老王靠在沙发上,听完,笑了:“他捏你,你就让他捏。他要更多,你也给他。你是我的秘书,也是大家的秘书。”她愣了愣,然后低下头,轻声说:“……是。”大家的秘书。
老王说她是大家的秘书。
她跪在那儿,心里没有委屈,只有一种奇怪的……被需要的感觉。
老王需要她,大家也需要她。
她是有用的。
第二天添水,采购部经理又捏她,还顺手摸了一把她的胸。她没躲,站在原地,任他摸。
旁边的销售总监看见了,也伸手来摸她另一边。
她夹着腿,捧着茶壶,脸通红,却没退。
等他们摸够了,她轻声问:“还……还要添水吗?”两个男人对视一眼,都笑了。
一个说:“沈秘书,你可比原来那个沈总有意思多了。”另一个说:“王总调教得好。”她低着头,走出会议室,胸口还留着两只手的温度。
她回到茶水间,靠着墙,喘了几口气,胯下已经湿透了。
比原来那个沈总有意思多了。原来的沈总……是谁来着?她想了想,觉得那好像是很久以前的事了,久得像上辈子。
有一次,老王让她在公司走廊里跪着爬,学狗叫。
她跪下去,爬了两步,叫了两声。有同事拿出手机录像。老王说:“让她自己看看。”晚上,老王把视频放给她看。

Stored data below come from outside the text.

PR #7059, opened 2018-10-12
Recursor: Allow reading root DNSSEC keys from file

### LINKED ISSUE #3530: Please support easy way of using distro-supplied root data
It'd be great if root hints and key/anchor could easily be used from a distro-supplied file (makes updating those easier without rebuilding all the dns software a distro ships).

Ideally I'd like to just symlink two files in /usr/share/pdns-recursor to some centrally provided files.

(Debian bug #760470)

pieterlexis:
### Short description
This PR adds the `readTrustAnchorsFromFile` function to the recursor's Lua config. This will allow us to read the Debian-provided `/usr/share/dns/root.keys` file.

It also renames `addDS` to `addTA` and `clearDS` to `clearTA` and documents some missing config functions.

Fixes #3530

### Checklist

I have:
- [x] compiled this code
- [x] tested this code
- [ ] documented the code


pdns/rec-lua-conf.cc
```diff
@@ -389,6 +411,39 @@ void loadRecursorLuaConfig(const std::string& fname, luaConfigDelayedThreads& de
         lci.negAnchors.clear();
     });
 
+  Lua.writeFunction("readTrustAnchorsFromFile", [&lci](const std::string& fname) {
+      warnIfDNSSECDisabled("Warning: reading Trust Anchors from file (readTrustAnchorsFromFile), but dnssec is set to 'off'!");
+      auto zp = ZoneParserTNG(fname);
```
rgacogne: Perhaps this should be moved inside the `try..` block so the message states that the error, if any, is about a `TA` file?

pieterlexis:
Added an additional feature that makes the housekeeping thread reload the Trust Anchors evey day (by default). Needs new approval.

pdns/pdns_recursor.cc
```diff
@@ -2516,9 +2516,16 @@ static void doStats(void)
...
 static void houseKeeping(void *)
 {
-  static thread_local time_t last_rootupdate, last_prune, last_secpoll;
+  static thread_local time_t last_rootupdate, last_prune, last_secpoll, last_trustAnchorUpdate;
   static thread_local int cleanCounter=0;
   static thread_local bool s_running;  // houseKeeping can get suspended in secpoll, and be restarted, which makes us do duplicate work
+
+  auto luaconfsLocal = g_luaconfs.getLocal();
+  if (!luaconfsLocal->trustAnchorFileInfo.second.empty() && luaconfsLocal->trustAnchorFileInfo.first != 0) {
+    // Loading the config updated this, so we fake the update time here
```
rgacogne: I feel like I'm clearly missing something, but isn't `last_trustAnchorUpdate` reset every time we enter `houseKeeping`?

pdns/pdns_recursor.cc
```diff
@@ -2516,9 +2516,16 @@ static void doStats(void)
...
+    last_trustAnchorUpdate = time_t(nullptr) + luaconfsLocal->trustAnchorFileInfo.first * 3600;
```
rgacogne: Perhaps we could use `now.tv_sec` instead of `time_t(nullptr)`.

pdns/pdns_recursor.cc
```diff
@@ -2571,8 +2578,18 @@ static void houseKeeping(void *)
           g_log<<Logger::Error<<"Exception while performing security poll"<<endl;
         }
       }
+
+      if (!luaconfsLocal->trustAnchorFileInfo.second.empty() && luaconfsLocal->trustAnchorFileInfo.first != 0 &&
+          now.tv_sec - last_trustAnchorUpdate >= (luaconfsLocal->trustAnchorFileInfo.first * 3600)) {
+        g_log<<Logger::Debug<<"Refreshing Trust Anchors from file"<<endl;
+        try {
+          updateTrustAnchorsFromFile(luaconfsLocal->trustAnchorFileInfo.second);
```
rgacogne: Shouldn't `last_trustAnchorUpdate` be updated?

pdns/rec-lua-conf.hh
```diff
@@ -47,6 +47,7 @@ public:
   LuaConfigItems();
   SortList sortlist;
   DNSFilterEngine dfe;
+  std::pair<uint32_t, std::string> trustAnchorFileInfo; // Used to update the Trust Anchors from file periodically
```
rgacogne: I would prefer the use of a struct, or perhaps two separate members if that's easier than making a new struct, because otherwise I can't read the code without having to loop up what `first` and `second` are.

pdns/pdns_recursor.cc
```diff
@@ -2571,8 +2578,24 @@ static void houseKeeping(void *)
           g_log<<Logger::Error<<"Exception while performing security poll"<<endl;
         }
       }
+
+      if (!luaconfsLocal->trustAnchorFileInfo.fname.empty() && luaconfsLocal->trustAnchorFileInfo.interval != 0 &&
+          g_now.tv_sec - last_trustAnchorUpdate >= (luaconfsLocal->trustAnchorFileInfo.interval * 3600)) {
+        g_log<<Logger::Debug<<"Refreshing Trust Anchors from file"<<endl;
+        try {
+          map<DNSName, dsmap_t> dsAnchors;
```
rgacogne: We might want to document that, when this feature is enabled, any `TA` added manually via `rec_control add-ta` will get overridden after a while.

pieterlexis: done!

她看着视频里自己穿着OL制服、摇着屁股在地上爬、汪汪叫的样子,脸烧得通红,可胯下却湿了。
老王问:“像不像狗?”她低下头,轻声说:“……像。”,“狗见了主人,要摇尾巴。”老王说。
她想了想,跪在地上,把屁股撅起来,冲着老王,慢慢地摇了摇。
【我在摇尾巴。我学狗学得像了。】她摇着,心里居然有点得意。老王夸她了。
她告诉自己,这是工作。伺候人是秘书的本分。老王说的。她信了。
后来她不用人叫了。看见谁裤裆鼓着,她就自己跪下去,解开拉链,含进嘴里。
有一次在茶水间,她跪着给一个实习生口交。
实习生吓得不行:“沈秘书,你……你不用这样……”她含着那东西,含糊地说:“没事,人家是秘书,伺候人是本分。”实习生射在她嘴里。
她咽下去,擦了擦嘴角,站起来,继续泡茶。
实习生愣在原地,看着她穿着OL制服、踩着高跟鞋的背影,半天说不出话。
她走出去的时候,心里想:【我说的是本分。我是真心的。】那天下午,她跪在会议室长桌底下,嘴里含着采购部经理的鸡巴。
头顶上,那些人聊着季度报表,聊着预算。偶尔有人低头看她一眼,笑一声,又继续开会。
她喉咙被顶得发酸,眼泪掉在裙摆上,闷闷地哼着。
她想合拢腿。可跪在桌底下,膝盖被经理的腿顶着,夹不住,胯下那处一阵一阵地缩。
经理按住她的头,无声地挺动。她含着那根东西,想咬又咬不下去。牙关刚合上一寸,喉咙深处那股熟悉的腥咸一泛上来,她又松开了。
泪珠砸在裙摆上,洇成深色。喉咙里滚出含混的唔唔声。
【我跪在会议室底下,含着经理的鸡巴。头顶上的人,以前都是我的下属。】他们现在叫我沈秘书。